JATIMTIMES - Pelaku spesialis pencurian kendaraan bermotor yang beraksi di 29 tempat kejadian perkara (TKP) di wilayah Kabupaten Gresik berhasil dilumpuhkan polisi. Pelaku diketahui bernama Abdul Malik atau AM (47), warga Kapasmadya, Surabaya.
Kasatreskrim Polres Gresik, AKP Abid Uais Al-Qarni mengatakan, pelaku melancarkan aksi terakhir di sebuah warung kopi Desa Pongangan, kecamatan Manyar, pada 8 Mei 2025 lalu.
Baca Juga : Rebutan Motor Diduga Jadi Motif Suami Bunuh Istri di Lawang
Pelaku beroperasi bersama rekannya berinisial AZ yang kini masuk dalam daftar pencarian orang (DPO).
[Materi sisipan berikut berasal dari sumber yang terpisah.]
PR #9366, opened 2022-06-27
Initial framework/system for datumization of antags

Ilysen:
[CLEANLINESS]

## About the PR 

TODO - I'm about to eat dinner as I write this but I really want to get the PR up for diffs to mark as a draft. I'll fill this out in a few!

## Why's this needed? 

TODO

## Changelog

```changelog
(u)Ilysen
(*)Began a refactoring/update of the antagonist system in the code. This should result in only a few user-facing changes (ideally!) but it might cause bugs, unforeseen interactions, or other changes. Please keep an eye out while playing and report bugs on GitHub!
```

PR #13774, opened 2023-04-21
Datumises Mindhacks

Mister-Moriarty:
[Gamemodes] [Internal] [Code Quality]

## About the PR:
Mindhacks have been fully migrated onto the new datum system, which only includes implanted and admin-created mindhacks.
Additionally removes the `remove_mindhack_status()` system in favour of the new datums.

## Why's this needed?
Same rationale as #9366.


TobleroneSwordfish (changes requested):
- Currently this lets mindhacks cut out their own implant, which they should not be able to do. The mindhack antag status removal should be in the implant's `on_remove` and the surgery code should skip the mindhack implant if the patient is the surgeon.
- The mindhacked status effect should be removed on the antagonist removal so they stay synched, currently if you revive a dead mindhack they would still have the status effect but not the antag datum.
- Being cloned with a mindhack cloning pod results in this confusing mess
image
along with a popup that says you're not a mindhack, a status effect that says you are and no antag datum.

TobleroneSwordfish (approved):

PR #13365, opened 2023-03-15
Mindhack rebalance

TobleroneSwordfish:
[BALANCE] [FEATURE] [FREEZE-EXEMPT] [CONTROVERSIAL] [FEEDBACK] [WIKI]
## About the PR 
All security officers (not assistants or detectives) get the anti-mindhack health implant currently reserved for HoSes.

Adds a new 2 TC traitor item available to traitors, spy-thieves and nuke-op custom class uplinks: implant remover.
After a 3 second public action bar and obnoxiously loud noise, the implant remover purges all non-syndicate implants from the target, dealing 10 burn damage per implant removed.

https://i.imgur.com/0qwdjA2.mp4

The sprite and sound effect are placeholder, if this looks like getting merged me or someone else can make an actual sprite for it.
## Why's this needed? 
One traitor immediately mindhacking the entire security team generally doesn't make for very entertaining rounds, this aims to make mindhacking security officers much more challenging but still possible if you can remove the implant. Cloned security officers will also be vulnerable to mindhacking unless they are able to recover the implant from their corpse.

Standard disclaimer that although I'm a dev, this is far from guaranteed to be merged.

## Changelog 

```changelog
(u)LeahTheTech
(*)All security officers (not assistants) now receive anti-mindhack implants.
(*)New 2TC traitor item: implant remover. Removes all non-syndicate implants from a person after a short delay.
```

PR #13103, opened 2023-02-16
Health implants no longer send the coords of the implantee.

Wisemonster:
[BALANCE] [STATION SYSTEMS] [INPUT WANTED]

## About the PR 
Changes the health implants to no longer send the cords of the implantee. This applies to the normal and security ones.

## Why's this needed? 
Sec currently has a lot of things that let them know when an officer is in trouble, including announcing over coms, a button that sends an alert, and 2 alerts from their health implants (1 when they are in crit, another when they die.) This aims to give antags that ambush a sec off some more breathing room before sec finds them.

## Changelog 

```changelog
(u)Wisemonster
(*)The health implants no longer send the coordinates of the implantee on an alert. The area is still sent.
```

PR #13782, opened 2023-04-21
Gives all security officers mind protection implants

TobleroneSwordfish:
[BALANCE] [WIKI]
## About the PR 
All security officers now get the previously HoS exclusive mind protection health implant, which now destroys itself on death. 
The description of both regular and deluxe mindhack implants in the traitor buy menu has been updated to mention mind protection implants.
The implant is visible when scanned using any kind of health analyzer.

This is a simpler remake of #13365, taking into account feedback received on it.

## Why's this needed? 
- Mindhacks on classic are almost never used on anything other than security.
- The entire security team being mindhacked or murdered by the ones who are happens so often it's practically a meme at this point.
- #13742 and #13103 nerfed security's access to immediate information about antag activity, and b0ac5c386b94bfa64ede0ac3559967e3cf719185 and other adjustments nerfed their weaponry slightly. These changes should hopefully allow for the addition of mind protection implants without making security too oppressive when highly populated.

## Changelog 

```changelog
(u)LeahTheTech
(*)All security officers including NTSCs (not assistants) now receive mind protection health implants. Said implants now self-destruct upon death.
```

### DIFF
--- a/code/datums/jobs.dm
+++ b/code/datums/jobs.dm
@@ -2536,7 +2536,7 @@ ABSTRACT_TYPE(/datum/job/special/halloween/critter)
 	cant_spawn_as_rev = 1
 	receives_badge = 1
 	receives_miranda = 1
-	receives_implant = /obj/item/implant/health/security
+	receives_implant = /obj/item/implant/health/security/anti_mindhack
 	slot_back = list(/obj/item/storage/backpack/NT)
 	slot_belt = list(/obj/item/storage/belt/security/ntsc) //special secbelt subtype that spawns with the NTSO gear inside
 	slot_jump = list(/obj/item/clothing/under/misc/turds)
--- a/code/datums/jobs.dm
+++ b/code/datums/jobs.dm
@@ -447,7 +447,7 @@ ABSTRACT_TYPE(/datum/job/security)
 	allow_spy_theft = 0
 	cant_spawn_as_con = 1
 	cant_spawn_as_rev = 1
-	receives_implant = /obj/item/implant/health/security
+	receives_implant = /obj/item/implant/health/security/anti_mindhack
 	receives_disk = 1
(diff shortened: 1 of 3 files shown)


ThatFiveGuys:
Whats the point of them self destructing on death? Cloning removes implants anyways and if its for people to use sr with them if theyre going to be that prepared they can grab a scapel alongside it

Wisemonster:
> Whats the point of them self destructing on death? Cloning removes implants anyways and if its for people to use sr with them if theyre going to be that prepared they can grab a scapel alongside it

Might be to prevent sec from just harvesting the implant from their previous body and re-implanting themselves with it.

TobleroneSwordfish:
Yep, it means a security officer who gets killed and cloned is now vulnerable to mindhacking, rather than being able to retrieve the implant from their corpse. This means killing a security officer still achieves something even if they immediately get cloned.

Chatauscours:
Good change IMO, however I believe it would be a good idea to also give the implant to the NTSCs, as they are already THE perfect mindhack target.

TobleroneSwordfish:
added

Tarmunora (approved):

Sord213:
HoS should (imo) get a single implant in their locker or the armory lockers in case officers die, but not have large numbers to replenish the entire team.

TobleroneSwordfish:
I think it's good to keep it to just the ones they start with for now, that way you know for (almost) certain that any secoff killed and cloned won't have one, and you don't end up trying to implant a random crewmember only to find the HoS gave them an anti-mindhack implant.

ThatFiveGuys:
I still prefer my approach (though if i were to make a change Id make you gasp on crit + make the threshold crit), but i think this is a fine solution. May reopen my previous pr but we will see about that

PR #13784, opened 2023-04-21
Adds doorway from engineering core to mechanics on donut3

ThatFiveGuys:
## About the PR 
This pr adds a shortcut to donut3 to get to mechanics faster
image

## Why's this needed? 
Mechanics and engineering has been merged, maps should act like that as well.

## Changelog 

Not really needed tbh

### DIFF
--- a/maps/donut3.dmm
+++ b/maps/donut3.dmm
@@ -25896,10 +25896,6 @@
 	},
 /turf/simulated/floor,
 /area/station/hallway/primary/southeast)
-"hMu" = (
-/obj/table/auto,
-/turf/simulated/floor/yellow,
-/area/station/engine/elect)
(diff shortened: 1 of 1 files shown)


Sord213 (changes requested):
Could you use a non-glass airlock, so the room is still pretty good for crime without being able to peek in too easily from eng.

Cherman0:
Also so the room does not become horribly irradiated whenever theres a big singularity.

ThatFiveGuys:
> Could you use a non-glass airlock, so the room is still pretty good for crime without being able to peek in too easily from eng.

Done! Swapped the door from mechanics to a non glass door one as well as that seems like a good idea

PR #13785, opened 2023-04-22
Adds atmos barriers to external doors on cogmap2

DanaTarSUS:
## About the PR 
Adds doorlinked atmos barriers to most external doors on cogmap2. In addition, the emergency disposal mass driver on the southern end of research should now have breathable air at the start of the round.

## Why's this needed? 
Parity change similar to #13751, helps to prevent rooms from being depressurized because a door was left open.

## Changelog 

```changelog
(u)DeeDotVeeA
(+)Atmos barriers can now be found on most external airlocks on cogmap2
```

### DIFF
--- a/maps/cogmap2.dmm
+++ b/maps/cogmap2.dmm
@@ -2166,6 +2166,11 @@
 	name = "cargo driver"
 	},
 /obj/machinery/door/poddoor/pyro,
+/obj/forcefield/energyshield/perma/doorlink{
+	desc = "A door-linked force field that prevents gasses from passing through it.";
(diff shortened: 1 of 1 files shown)


RelentlessGarbage:
Kinda funny how all the airlocks are becoming obsolete in their function as airlocks now that there are door shields, but I think this is a good idea overall. I find that Cog2's mining department is especially prone to fully depressurizing, since everyone is running around in space suits all the time and running off of internals, and those double doors tend to stay open, so if they get door shields then that's a very good thing.

PR #13023, opened 2023-02-08
Add storage datums

FlameArrow57:
[INTERNAL][REWORK][CODE QUALITY]

## About the PR 
This PR adds storage datums, an alternative to storage components proposed in #860.

Storage datums are something that can be added to atoms to give them storage functionality, allowing anything to be a storage for items.

Items of type /obj/item/storage have their storage variables changed to just be an interface with their storage datums and their procs removed.

Bibles are reworked from /obj/item/storage/bible to /obj/item/bible, as Flourish did

Storage datums act pretty close to the same as /obj/item/storage does at the moment

This PR started from the work that Flourish initially did

Ex.
https://streamable.com/utdjca

## Why's this needed? 
It allows you to turn anything into a storage, which would allow storage functionality on items that aren't of a storage item type, helping with code quality and allowing new features

Fixes #7002, per comment from MetricDuck, fixes #11017, fixes #12090, fixes #12677

PR #13789, opened 2023-04-22
Add glasses equipped and unequipped checks for slot_glasses

FlameArrow57:
[INTERNAL][CLEANLINESS]

## About the PR 
This PR adds checks for glasses items for equipping and unequipping them to make sure that they actually are in the slot_glasses slot before applying their effects.

## Why's this needed? 
More meant for #13023 since that allows storage of items put in pockets, which relies on equipped() and unequipped(). Currently items equipped to pocket slots do not call equipped(), same for unequipping

### DIFF
--- a/code/WorkInProgress/ud5/urs_dungeon.dm
+++ b/code/WorkInProgress/ud5/urs_dungeon.dm
@@ -183,15 +183,15 @@
 
 
 	equipped(var/mob/user, var/slot)
-		..()
+		if (!..())
+			return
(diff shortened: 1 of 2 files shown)


TobleroneSwordfish:
This is probably going to break a lot more things like magboots, stompers and such. Is it possible to just preserve the old behaviour of not calling `equipped` for pocket slots?

FlameArrow57:
Yeah

PR #13801, opened 2023-04-22
Don't hit mechcomp on setting custom configs

monkeymilesmooYT:
## About the PR 
This PR makes it so that changing the configs of a component doesn't hit it with the multitool.

## Why's this needed? 

No more being clumsy and smacking a clock when you try to change the time.


monkeymilesmooYT:
oh shoot I accidentally uploaded the wrong PR X_X

monkeymilesmooYT:
dumbass moment

PR #13803, opened 2023-04-22
Don't hit mechcomp on edit custom signal

monkeymilesmoo:
## About the PR 
Fixes hitting mechcomp with multitool when you edit a custom signal

## Why's this needed? 
Stop being clumsy and smacking your mechcomp!


TobleroneSwordfish:
Does this affect fingerprints left on stuff?

CheffieGithub:
Please label your PRs

monkeymilesmoo:
It might affect fingerprints, I'm not sure, but if it does, wouldn't the other functions also not leave fingerprints already?

TobleroneSwordfish:
Ah I see, it was backwards.

PR #13888, opened 2023-04-28
Change how items that can fit on your back are equipped through the equip hotkey

FlameArrow57:
[PLAYER ACTIONS][QoL]

## About the PR 
This PR makes it so that using the equip hotkey with an item that can fit on your back, while wearing a backpack, will no longer swap them, but the item will be added to the backpack storage instead if you have the storage hud open.

This is how belts work too.

## Why's this needed? 
This change is mostly aimed at guns that can be held on your back, but figured the change can be done for other items that can do that too.

It's still common that people are expecting guns that fit on your back to be added to your backpack when using the equip hotkey, but its unexpectedly swapped with your backpack instead.

## Changelog 
```changelog
(u)FlameArrow57
(+)Items that can fit on your back will no longer auto-swap with worn backpacks when using the equip hotkey.
```

### DIFF
--- a/code/datums/hud/human.dm
+++ b/code/datums/hud/human.dm
@@ -341,7 +341,11 @@
 					autoequip_slot(slot_ears, ears)
 					autoequip_slot(slot_wear_mask, wear_mask)
 					autoequip_slot(slot_head, head)
-					autoequip_slot(slot_back, back)
+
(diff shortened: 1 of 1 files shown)


TobleroneSwordfish:
I think this is probably more intuitive behaviour, but I am in the habit of switching air tanks onto my back with the hotkey 🤷

PR #13890, opened 2023-04-29
Adds A Define Related To Testing Antags/Weapon Vendors/Uplinks

Wisemonster:
[INTERNAL] [QOL]

## About the PR 
This pr adds a define that sets the points for various items very high. These include antag abilities, weapon vendors, uplinks, blob/wraith, and gang lockers. This does not include werewolf bodies eaten, and flock compute. I did not have these affected due to the werewolf not needing bodies eaten to use abilities, and flock compute influences the relay spawning.

## Why's this needed? 
Makes testing antags that rely on ability points much easier/faster to test, and makes testing changes to weapon vendors and uplinks easier/faster to test as well.


TobleroneSwordfish (approved):
approve, people can be angry at someone else for committing to build.dm :)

Mereka mencuri motor milik AC warga Desa Roomo, Kecamatan Manyar.
"Dari hasil interogasi terhadap pelaku, aksi serupa telah dilakukan sebanyak 29 kali di berbagai lokasi," kata Abid saat di Mapolres Gresik, Kamis 24 Juli 2025.
Abid menjelaskan, dalam melancarkan aksinya, pelaku memakai modus meminjam motor korban dengan dalih untuk mengambil suatu barang. "Ternyata pelaku membawa kabur motor korban dan tak dikembalikan (dicuri, red)," imbuhnya.
Mantan Kasat Reskrim Polres Jember itu menyebut, pelaku terpaksa dilumpuhkan di bagian kaki lantaran melawan saat hendak diamankan. "Karena melawan petugas sehingga kami beri tindakan tegas terukur," ungkapnya.
Pihaknya merinci, 29 TKP yang pernah menjadi wilayah operasi pelaku meliputi Kecamatan Sidayu, Manyar, Benjeng, Kebomas, Driyorejo, Menganti dan Bungah. "Sasarannya pemilik warung dengan modus berbagai tipu muslihat yang dia gunakan," katanya.
Baca Juga : Dua Pelaku Curanmor Ditangkap, Polisi Imbau Warga Tingkatkan Keamanan Kendaraan
Kepada awak media Abdul Malik mengaku motor hasil curian dijual dengan harga sekitar Rp4 juta. Uang tersebut dipakai untuk dan senang-senang bersama temannya. "Jualnya mulai dari 4 juta. Dan uangnya dibagi dan digunakan foya-foya," dalihnya.
Akibat perbuatannya, Abdul Malik telah ditetapkan sebagai tersangka. Dia disangkakan Pasal 363 KUHP dengan ancaman hukuman paling lama 7 tahun penjara.